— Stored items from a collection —
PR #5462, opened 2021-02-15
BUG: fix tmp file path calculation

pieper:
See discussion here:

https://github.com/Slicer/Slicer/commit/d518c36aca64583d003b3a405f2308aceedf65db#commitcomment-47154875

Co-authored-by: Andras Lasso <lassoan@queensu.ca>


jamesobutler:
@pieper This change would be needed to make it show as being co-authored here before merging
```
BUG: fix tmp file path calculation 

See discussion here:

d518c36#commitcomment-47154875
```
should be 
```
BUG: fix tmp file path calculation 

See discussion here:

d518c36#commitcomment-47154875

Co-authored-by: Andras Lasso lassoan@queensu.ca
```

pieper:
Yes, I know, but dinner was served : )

— WORK ITEM —
Your task is to gather all lines from the entries above that hold the word "queensu".

— SOLUTION FOR THIS EXERCISE —
Co-authored-by: Andras Lasso <lassoan@queensu.ca>
Co-authored-by: Andras Lasso lassoan@queensu.ca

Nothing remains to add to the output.